(Beginning of SOURCE INFORMATION)
PR #1087, opened 2026-07-09
refactor(web): delete dead component, exports, and unreachable cancellation code

elyxlz:
## What

A dead code pass on apps/web: 58 lines removed, 2 added.

- Deletes the AnimatedEllipsis component, the only custom component folder with zero importers anywhere in src including tests.
- Deletes the unused setSttEot and setTtsVoice client bindings in lib/voice.ts; the settings UI goes through the generic setVoiceSetting, and dead client API surface invites drift from the actual vestad endpoints.
- Removes the never-aborted AbortController in refreshVoiceStatus (use-voice.ts): abort() was never called, so the aborted guard was unreachable and implied a cancellation mechanism that does not exist.
- SelectedAgentProvider: the mount effect now calls the existing refreshBackups instead of re-implementing it inline with its own catch-ignore, and the impossible empty-name guards are gone (name comes from a required AgentInfo prop, so it can never be empty).

## Why

Dead surface is pure reading cost: every unused export and unreachable guard implies behavior that does not exist and invites drift. Subtraction beats addition: one code path per job.

Scope note: an initial draft also deleted the 26 shadcn ui primitives that look unimported in apps/web, but scripts/sync-dashboard.sh declares apps/web/src/components/ui/ the canonical full shadcn registry mirrored into the dashboard skill (the agent's other consumer), and its CI check rightly rejected that, so those files stay.

Verification: ./check.sh web green (eslint 0 errors, prettier, tsc, 146 tests pass) and scripts/sync-dashboard.sh leaves the dashboard mirror unchanged.


elyxlz:
Applied the confirmed review fix: restored cancellation on the name keyed backups fetch in SelectedAgentProvider. The PR had replaced the mount effect's inline listBackups with an uncancelled void refreshBackups(), which removed the live ignore flag guard. Because the provider stays mounted across agent navigation, a slow restic listing for agent A could resolve after switching to agent B and clobber B's backup list until the next backup operation. The effect now fetches inline with an ignore flag and cleanup again, satisfying the codified Effect convention (complete deps plus cleanup for any fetch), while keeping the PR's removal of the dead if (!name) guards since name always comes from agent.name. ./check.sh web is green and eslint emits zero warnings on the file again.

PR #1090, opened 2026-07-09
feat(dashboard): add a CLI-owned daemon lifecycle wrapper

elyxlz:
## What changed

Applies the production-grade daemon-lifecycle pattern from #1083 to the `dashboard` skill (items 1, 5, 6 from the checklist; the dashboard is a script-based daemon with no death-notification mechanism, so item 4 does not apply).

- **`agent/skills/dashboard/scripts/daemon`** (new): a `start|stop|status` wrapper around the existing self-healing `scripts/serve`. `start` is idempotent (a live screen session is a no-op, never stacks a duplicate). `status` reports `running`, `session`, `port`, and `http_ok` (an actual HTTP probe against the registered port) in one JSON blob, so the agent never has to diagnose via `screen -X hardcopy` or raw `screen -ls` parsing. Bare invocation and `--help` print usage and exit 0.
- **`agent/skills/dashboard/scripts/setup.sh`** (new): idempotent one-shot setup, installs deps and builds only if missing, starts the daemon, confirms it answers a 200, and appends the guarded restart-skill line itself (no-op if already present). Fails loudly on a real problem.
- **`SKILL.md`** / **`SETUP.md`**: point at `scripts/daemon`/`scripts/setup.sh` instead of raw `screen -dmS`/`screen -S ... -X quit` incantations. The `serve:` frontmatter value (informational only, not parsed into `index.json`) now points at `daemon start`. `name`/`description` are untouched.

`scripts/serve` itself is unchanged: it keeps its existing self-heal behavior (rebuilding `node_modules`/`dist` if a sparse-checkout prune dropped them) and is now just what `daemon start` launches under `screen`.

## Checklist items covered (from #1083)

- [x] 1. CLI-owned daemon lifecycle: `scripts/daemon start|stop|status`, idempotent start, status reports process + health in one JSON blob.
- [x] 5. Idempotent one-script setup: `scripts/setup.sh`, no-op when already done, appends the guarded restart-skill line itself.
- [x] 6. Docs shrink: SKILL.md/SETUP.md point at the lifecycle commands, not raw screen incantations.
- [x] 7. Tests ship with the logic: `agent/tests/test_dashboard_daemon.py` runs the real `daemon`/`setup.sh` scripts against a faked `screen`/`curl`/`register-service`, covering idempotent start/stop, status (running, stopped, probe-failing), usage/help exit codes, unknown subcommands, and the setup script's one-time restart-line append.
- Not applicable: item 4 (intentional-stop marker) — dashboard has no `daemon_died` notification path to suppress; its self-heal is the artifact rebuild in `scripts/serve`, which is unchanged.

## Fleet impact

Additive only. Existing restart-skill daemon lines already on live boxes (`screen -dmS dashboard ~/agent/skills/dashboard/scripts/serve`) keep working unchanged: `scripts/serve` is untouched. `scripts/daemon` and `scripts/setup.sh` are new files that arrive via the normal workspace-sync rebase; no path moved, no config/state shape changed, so no migration is needed. A box only starts using the new lifecycle commands when the agent (or the user, re-running setup) opts in by calling `scripts/daemon`/`scripts/setup.sh`, or after re-running dashboard setup, at which point `setup.sh` appends the new guarded line to the box's own `~/agent/skills/restart/SKILL.md` (idempotent, so re-running it is safe).

## Test plan

- [x] `agent/tests/test_dashboard_daemon.py` (8 new tests, all passing)
- [x] `./check.sh agent` (565 tests passing, ruff + ty clean)
- [x] `uv run python agent/skills/generate-index.py` produces no diff (frontmatter `name`/`description` untouched)

Part of #1083

### DIFF
--- a/agent/skills/dashboard/SETUP.md
+++ b/agent/skills/dashboard/SETUP.md
@@ -1,34 +1,22 @@
 # Dashboard setup
 
-## 1. Install dependencies
-
-`node` and `npm` ship in the base image.
-
+`node` and `npm` ship in the base image. Run the one-shot setup script; it installs
+dependencies, builds, starts the daemon, confirms it answers a 200, and appends the
+guarded startup line to the restart skill, all idempotent (safe to re-run):
 ```bash
-cd ~/agent/skills/dashboard/app && npm install
+~/agent/skills/dashboard/scripts/setup.sh
 ```
 
-## 2. Build the dashboard
+It fails loudly on a real problem instead of leaving a half set-up dashboard: don't
+assume success, check its output.
 
-```bash
-cd ~/agent/skills/dashboard/app && npx vite build
-```
+## Manual steps (only if setup.sh can't be used)
 
-## 3. Start the dashboard server
-
-`scripts/serve` registers the service port (see [service](../service/SKILL.md)) and starts the preview, rebuilding `node_modules`/`dist` first if they are missing. Start it, and fetch the port for the check below:
-```bash
-PORT=$(~/agent/skills/service/scripts/register-service dashboard --public)
-screen -dmS dashboard ~/agent/skills/dashboard/scripts/serve
-```
-
-## 4. Register the service
-
-Add this guarded startup command to the `## Daemons` section of `~/agent/skills/restart/SKILL.md`:
-```
-running dashboard || { screen -dmS dashboard ~/agent/skills/dashboard/scripts/serve; sleep 1; }
-```
-
-## 5. Check it's alive
-
-The build and server run in the background, so confirm the dashboard is actually serving before considering it done, e.g. `curl -fsS localhost:$PORT >/dev/null`. Don't assume success; a failed build or server won't tell you.
+1. **Install dependencies**: `cd ~/agent/skills/dashboard/app && npm install`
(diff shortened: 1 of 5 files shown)


elyxlz:
Applied two review fixes.

**daemon start now blocks on HTTP readiness.** The start wait loop only polled for the screen session, which exists the instant screen forks, so start reported started while serve was still registering the port and booting vite preview. setup.sh's single http_ok check and the SKILL.md smoke test both probe immediately after start, so a fresh box could fail loudly with no real problem. The loop now reuses the same register-service port fetch and curl 200 probe that status uses (extracted into shared service_port/answers_http helpers), returns started only once the server answers, and fails with a distinct error when the session dies versus never serving. A new test drives a fake curl that fails the first 3 calls and asserts start succeeds on the 4th probe, pinning the polling behavior.

**The setup test is hermetic.** It previously created node_modules and dist inside the real checkout at agent/skills/dashboard/app and tore down with bare rmdir, which raises Directory not empty on any box where the dashboard app has actually been built (and silently deleted the dirs when empty). The test now copies the scripts directory into tmp_path preserving the scripts/../app layout, pre-seeds the build artifact dirs there, and runs the copied setup.sh, never touching the checkout.

./check.sh agent is green (566 passed).

PR #1093, opened 2026-07-09
fix(cli): verify chat TLS, bound network hangs, and fail loud on silent error paths

elyxlz:
Surgical quality pass over the cli crate: five silent failure or silent trust paths, each verified against the vendored dependency sources and smoke tested against a real TLS server.

## Chat WebSocket TLS verifies certificates when no fingerprint is pinned

FingerprintVerifier accepted any certificate when no fingerprint was stored, and vesta connect always saves cert_fingerprint as None, so every wss chat session ran with zero certificate verification while the HTTP path verified against real roots. The custom connector is now installed only when a fingerprint is actually pinned; without one, tungstenite's default rustls connector verifies against native roots (the rustls-tls-native-roots feature was already enabled), matching the HTTP client's trust model. The pinned path's tls12/tls13 signature checks now delegate to rustls::crypto verification instead of unconditionally asserting valid, so replaying a pinned cert without its private key fails. Smoke tested: an unpinned wss connect to a self-signed local TLS server now fails with "invalid peer certificate". Note: a hand-written config with cert_pem but no fingerprint now verifies the WS path against native roots; the CLI never writes cert_pem, so no fleet impact.

## HTTP timeouts so a wedged vestad cannot hang every command forever

ureq 3's defaults have no timeouts at all, so a server that accepts TCP but never responds hung vesta list/status/setup indefinitely. The agent now sets a 10s connect timeout and a 300s response timeout. Only time-to-headers is bounded: timeout_global and timeout_recv_body stay unset so SSE streams (logs, backups) and long bodies keep working. create_agent and rebuild_agent override the response ceiling per request because vestad blocks through the whole Docker image pull/build before sending headers and a cold multi-GB pull legitimately exceeds any fixed ceiling.

## wait_for_status survives transient poll errors

One network blip during the 15 minute first-start wait killed vesta setup with "server not reachable" even though the agent was provisioning fine. A poll error now waits out the backoff and retries until the deadline, then reports the timeout with the last transport error. This cannot mask a bad agent name: vestad reports a missing agent as status "not_found" inside a 200 body, which is already in the terminal set.

## Chat message no longer silently lost when a send fails mid restart

The typed line was rendered as sent before socket.send, so a drop during send showed the message in the transcript while the agent never received it. SessionEnd::Lost now carries the unsent text and the reconnect loop delivers it on the fresh socket (no re-render, the line is already on screen); if that re-send also dies it feeds into the next reconnect round, and an exhausted window reports the failure as before.

## Log stream fails loud on abrupt drop, stop event parsed properly

consume_sse_log_stream returned Ok when the connection dropped without the stop event, so vesta logs exited 0 looking exactly like a clean agent stop. It also matched the stop event with starts_with on "event:agent_stopped", which false-matches longer event names and, worse, never matches vestad's actual output: axum writes "event: agent_stopped" with a space. Event lines are now parsed the same way read_sse_result already does (strip_prefix plus trim plus exact compare), the only Ok exit is the stop event, and a stream ending without it returns an error. The function takes impl BufRead so table-driven tests cover both colon forms, the longer-name false match, and the dropped stream.

## Corrupt config.json warns instead of silently degrading

A truncated or hand-edited config.json made every command report "no server configured. run: vesta connect <host>", telling the user to re-pair when the real cause was one bad byte, and the next save_config overwrote the evidence. A parse failure now prints a warning naming the file and the parse error before falling back to the default; a missing file stays silent as before.

Verified with ./check.sh cli (clippy -D warnings plus all 28 tests green) and live smoke tests of the TLS rejection and the corrupt-config warning.

### DIFF
--- a/cli/src/client.rs
+++ b/cli/src/client.rs
@@ -8,10 +8,13 @@ use crate::common::{
     AuthFlowResponse, BackupInfo, ListEntry, ServerConfig, StartAllResult, StatusJson,
 };
 
+const HTTP_CONNECT_TIMEOUT: Duration = Duration::from_secs(10);
+/// Bounds time-to-headers only (recv_response); SSE streams and long bodies stay unbounded.
+const HTTP_RESPONSE_TIMEOUT: Duration = Duration::from_secs(300);
+
 // ── TLS fingerprint verification ────────────────────────────────
 
-fn make_rustls_config(fingerprint: Option<String>) -> Arc<rustls::ClientConfig> {
-    let _ = rustls::crypto::ring::default_provider().install_default();
+fn make_rustls_config(fingerprint: String) -> Arc<rustls::ClientConfig> {
     Arc::new(
         rustls::ClientConfig::builder()
             .dangerous()
@@ -24,7 +27,7 @@ fn make_rustls_config(fingerprint: Option<String>) -> Arc<rustls::ClientConfig> 
 
 #[derive(Debug)]
 struct FingerprintVerifier {
-    expected: Option<String>,
+    expected: String,
 }
 
 impl rustls::client::danger::ServerCertVerifier for FingerprintVerifier {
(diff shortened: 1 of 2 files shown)


elyxlz:
Applied two confirmed review fixes.

1. wait_for_status no longer retries permanent HTTP errors for the whole timeout window. Status polling now goes through a dedicated poll_agent_status that keeps the error class instead of flattening it to one string: transport failures (ureq ConnectionFailed/Io) and 503 stay transient and retry until the deadline, while any other definitive answer (401 invalid key, 400 invalid name, other 5xx, unparseable bodies) fails the wait immediately. The old comment claiming an Err could only be the network blipping was wrong; a revoked key or bad name used to spin silently until the deadline.

2. The chat unsent-message resend logic now has tests. The reconnect plus resend step is extracted into recover_chat_session (generic over the socket and the reconnect/send effects), with unit tests covering: the swallowed message is resent exactly once after a successful reconnect, a failed resend feeds another reconnect round, no send happens when nothing was swallowed, and an exhausted reconnect window gives up. Two new wait tests (fail fast on 401 against a local HTTP server, keep retrying on 503) cover the first fix.

./check.sh cli is green (clippy plus 34 tests).

PR #1, opened 2018-11-23
Make the LottieCompositionReader ignore alpha by default. 

simeoncran:
BodyMovin includes an alpha channel in its colors but the renderers ignore the alpha channel (instead Lottie has opacity on transforms). The alpha channel from BodyMovin seems to contain garbage values, so if we don't ignore it some animations look wrong.

The renderer could also ignore alpha, but seeing as the alpha value appears to be garbage, it is handy to get rid of it in the reader. A new option allows the alpha value to be retained if that's what you need for something.


source/LottieReader/Serialization/LottieCompositionReader.cs
```diff
@@ -55,6 +55,18 @@ public enum Options
...
 
+            /// <summary>
+            /// Do not ignore the alpha channel when reading color values.
+            /// </summary>
+            /// <description>
+            /// Lottie files produced by BodyMovin include an alpha channel value that
+            /// is ignored by renderers. By default the <see cref="LottieCompositionReader" />
+            /// will ignore the alpha channel. By enabling this option the alpha channel
+            /// will be read. The result will be that the colors will be what was
+            /// generated by BodyMovin, but not what intended to be rendered.
```
simeoncran: Fix the wording here.

PR #15, opened 2018-12-01
[Do Not Merge] Basic review comments

IbraheemOsama:
Hi,

I found some minor comments in the code but wanted to check the validity of those comments before issuing a PR to fix it.

Please check the changes one by one and reply to the comments you don't see it as valid to not include in my next PR (of course after discussions).

I didn't have any logic comments as it would take ages from me to understand then review the whole project :)

### DIFF
--- a/README.md
+++ b/README.md
@@ -19,6 +19,7 @@ Please use [GitHub Issues](https://github.com/windows-toolkit/Lottie-Windows/iss
 
 ## Principles
 
+"Contribution should link to the toolkit contribution guide"
 This project has adopted the code of conduct defined by the [Contributor Covenant](http://contributor-covenant.org/)
 to clarify expected behavior in our community.
 For more information see the [.NET Foundation Code of Conduct](http://dotnetfoundation.org/code-of-conduct).
--- a/source/Lottie/Instantiator.cs
+++ b/source/Lottie/Instantiator.cs
@@ -6,7 +6,7 @@
 
 using System;
 using System.Collections.Generic;
-using System.Linq;
+using System.Linq;//unused reference
 using System.Numerics;
 using Microsoft.Graphics.Canvas.Geometry;
 using Wc = Windows.UI.Composition;
@@ -18,6 +18,7 @@ namespace Microsoft.Toolkit.Uwp.UI.Lottie
     /// Creates instances of a <see cref="Windows.UI.Composition.Visual"/> tree from a description
     /// of the tree.
     /// </summary>
+    /// Missing modifier private
     sealed class Instantiator
     {
         readonly Wc.Compositor _c;
--- a/source/Lottie/LottieVisualDiagnostics.cs
+++ b/source/Lottie/LottieVisualDiagnostics.cs
@@ -44,6 +44,7 @@ namespace Microsoft.Toolkit.Uwp.UI.Lottie
         /// <summary>
         /// Gets a value indicating whether the Lottie is compatible with the current operating system.
         /// </summary>
+        /// SHould be IsCompatibleWithCurrentOs
         public bool IsCompatibleWithCurrentOS { get; internal set; }
 
         public TimeSpan Duration => LottieComposition?.Duration ?? TimeSpan.Zero;
--- a/source/Lottie/LottieVisualSource.cs
+++ b/source/Lottie/LottieVisualSource.cs
@@ -56,9 +56,11 @@ namespace Microsoft.Toolkit.Uwp.UI.Lottie
             RegisterDP<Uri>(nameof(UriSource), null,
             (owner, oldValue, newValue) => owner.HandleUriSourcePropertyChanged(oldValue, newValue));
 
+        // RegisterDp
         static DependencyProperty RegisterDP<T>(string propertyName, T defaultValue) =>
             DependencyProperty.Register(propertyName, typeof(T), typeof(LottieVisualSource), new PropertyMetadata(defaultValue));
 
+        // RegisterDp
         static DependencyProperty RegisterDP<T>(string propertyName, T defaultValue, Action<LottieVisualSource, T, T> callback) =>
             DependencyProperty.Register(propertyName, typeof(T), typeof(LottieVisualSource),
                 new PropertyMetadata(defaultValue, (d, e) => callback((LottieVisualSource)d, (T)e.OldValue, (T)e.NewValue)));
--- a/source/LottieReader/Serialization/LottieCompositionReader.cs
+++ b/source/LottieReader/Serialization/LottieCompositionReader.cs
@@ -32,6 +32,7 @@ namespace Microsoft.Toolkit.Uwp.UI.Lottie.LottieData.Serialization
 #endif
     sealed class LottieCompositionReader
     {
+        // all static fields here should start with capital letter
         static readonly AnimatableFloatParser s_animatableFloatParser = new AnimatableFloatParser();
         static readonly AnimatableVector2Parser s_animatableVector2Parser = new AnimatableVector2Parser();
         static readonly AnimatableVector3Parser s_animatableVector3Parser = new AnimatableVector3Parser();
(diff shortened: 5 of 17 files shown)


README.md
```diff
@@ -19,6 +19,7 @@ Please use [GitHub Issues](https://github.com/windows-toolkit/Lottie-Windows/iss
 
 ## Principles
 
+"Contribution should link to the toolkit contribution guide"
```
simeoncran: Please do!

source/Lottie/Instantiator.cs
```diff
@@ -6,7 +6,7 @@
 
 using System;
 using System.Collections.Generic;
-using System.Linq;
+using System.Linq;//unused reference
```
simeoncran: Removing any unused references is goodness. Please do it.

source/Lottie/Instantiator.cs
```diff
@@ -18,6 +18,7 @@ namespace Microsoft.Toolkit.Uwp.UI.Lottie
     /// Creates instances of a <see cref="Windows.UI.Composition.Visual"/> tree from a description
     /// of the tree.
     /// </summary>
+    /// Missing modifier private
```
simeoncran: Don't do this yet. The project currently has a policy of not using redundant visibility modifiers. I welcome a discussion about whether that is a good policy, but let's have that discussion before changing things.

source/Lottie/LottieVisualDiagnostics.cs
```diff
@@ -44,6 +44,7 @@ public string SuggestedClassName
         /// <summary>
         /// Gets a value indicating whether the Lottie is compatible with the current operating system.
         /// </summary>
+        /// SHould be IsCompatibleWithCurrentOs
```
simeoncran: Are you sure? I thought it was ok to use 2 letter acronyms all upper case.

source/Lottie/LottieVisualSource.cs
```diff
@@ -56,9 +56,11 @@ public sealed class LottieVisualSource : DependencyObject, IDynamicAnimatedVisua
             RegisterDP<Uri>(nameof(UriSource), null,
             (owner, oldValue, newValue) => owner.HandleUriSourcePropertyChanged(oldValue, newValue));
 
+        // RegisterDp
```
simeoncran: The name of the method already is that. Feels redundant. Maybe the use of the => form is what is jarring here.

source/WinCompData/Mgc/CanvasDevice.cs
```diff
@@ -15,6 +15,8 @@ sealed class CanvasDevice : IDisposable
     {
         public static CanvasDevice GetSharedDevice() => new CanvasDevice();
 
+        // why empty dispose ?
+        // if there is a reason behind that it should be commented, maybe not to break changes!!
```
simeoncran: I assume there was a reason at one time but no longer. The class doesn't need any of its members any more - we never instantiate it. It probably should be given a private constructor, IDisposable removed, and GetSharedDevice removed. Before the latest version of Win2D, we had to have an instance of a CanvasDevice, but now we always specify null for the CanvasDevice in all the places we use it.

source/WinCompData/Serialization/CompositionObjectXmlSerializer.cs
```diff
@@ -183,6 +183,7 @@ IEnumerable<XObject> GetContents()
 
         XElement FromCompositionPropertySet(CompositionPropertySet obj)
         {
+            // typo in property :)
```
simeoncran: Ack. Please fix.

source/WinCompData/Serialization/CompositionObjectXmlSerializer.cs
```diff
@@ -589,6 +590,7 @@ XElement FromIGeometrySource2D(Wg.IGeometrySource2D obj)
         {
             if (obj is Mgcg.CanvasGeometry)
             {
+                // is there is a reason for having an unused canvasGeometry varaible ?
```
simeoncran: Unfinished code. The XML serializers are just used as debugging tools, and they were written very quickly with bits being added only when I wanted to see a particular part of the tree. Looks like this started to get filled out and then I got distracted.  It can be removed.

source/WinCompData/Serialization/CompositionObjectXmlSerializer.cs
```diff
@@ -722,6 +724,7 @@ IEnumerable<XObject> FromAnimatableScalar(string name, IEnumerable<CompositionOb
                 if (initialValue.HasValue)
                 {
                     yield return FromScalar(name, initialValue.Value);
+                    // yield break will never executed, should be removed.
```
simeoncran: Yep.

source/WinCompData/Serialization/CompositionObjectXmlSerializer.cs
```diff
@@ -757,6 +760,7 @@ IEnumerable<XObject> FromAnimatableVector3(string name, IEnumerable<CompositionO
                 if (initialValue.HasValue)
                 {
                     yield return FromVector3(name, initialValue.Value);
+                    // yield break will never executed, should be removed.
```
simeoncran: Yep.

source/WinCompData/Tools/ApiCompatibility.cs
```diff
@@ -32,6 +32,7 @@ public static ApiCompatibility Analyze(CompositionObject graphRoot)
             // RS4 (geometries are flaky in RS4, and CompositionGeometryClip is new in RS5).
             requiresCompositionGeometricClip = true;
 
+            // just a question why not just passing true ?
```
simeoncran: Yes, this can (and should) be simplified to true. Nice find. The code hung around because it was a handy reference to explain "this is how you check for the existence of a particular type in the tree". My thinking was that for the next release we might have to check for some other type so the code would be there ready to use. Maybe we can keep the code within some #if so it's clear that "this is how to do it if actually checking for the existence of CompositionGeometricClip" but "this is our actual policy because of other issues".

source/WinCompData/Tools/ObjectGraph.cs
```diff
@@ -178,6 +178,7 @@ void Reference(T from, CompositionObject obj)
             }
         }
 
+        // if this is always true why not void ?
```
simeoncran: Ummm... I don't remember exactly. The code is mature enough now that I'd be fine with converting all of the handlers in the visitor to void. I think there were 2 motivations behind having the bool: 1) it's a fairly standard way of writing visitors so that the visit can be stopped, 2) sometimes you really need to pass a non-void-returning delegate to something.

I remember trying to convert the ObjectGraph methods to return void, and giving up on it at one point because of some reason that I don't remember.

BTW, I'm answering this without putting much effort into looking at the class. I suggest trying the change in a separate branch.

source/WinCompData/Tools/Stats.cs
```diff
@@ -159,6 +159,7 @@ public Stats(CompositionObject root)
 
         public int PathGeometryCount => _pathGeometryCount;
 
+        //PropertySetPropertyCount not PropertySetProperyCount
```
simeoncran: Yep.

source/Lottie/Instantiator.cs
IbraheemOsama: Personally, I don't mind either way but just to be consistent with the toolkit coding style.
Maybe we can add an exception for this project but it needs to be documented somewhere :)

source/LottieReader/Serialization/LottieCompositionReader.cs
```diff
@@ -32,6 +32,7 @@ namespace Microsoft.Toolkit.Uwp.UI.Lottie.LottieData.Serialization
 #endif
     sealed class LottieCompositionReader
     {
+        // all static fields here should start with capital letter
```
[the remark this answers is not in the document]
IbraheemOsama: It's fine my bad.

source/WinCompData/Tools/ApiCompatibility.cs
IbraheemOsama: It's already part of the file history, I will remove it and when its need we can get it from history :) what do you think?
(End of SOURCE INFORMATION)
[WHAT NEEDS TO BE DONE] Return only the lines from the beginning of the material up to and including the line with "- Deletes the unused", exactly as written.

[EXERCISE SOLUTION]
PR #1087, opened 2026-07-09
refactor(web): delete dead component, exports, and unreachable cancellation code

elyxlz:
## What

A dead code pass on apps/web: 58 lines removed, 2 added.

- Deletes the AnimatedEllipsis component, the only custom component folder with zero importers anywhere in src including tests.
- Deletes the unused setSttEot and setTtsVoice client bindings in lib/voice.ts; the settings UI goes through the generic setVoiceSetting, and dead client API surface invites drift from the actual vestad endpoints.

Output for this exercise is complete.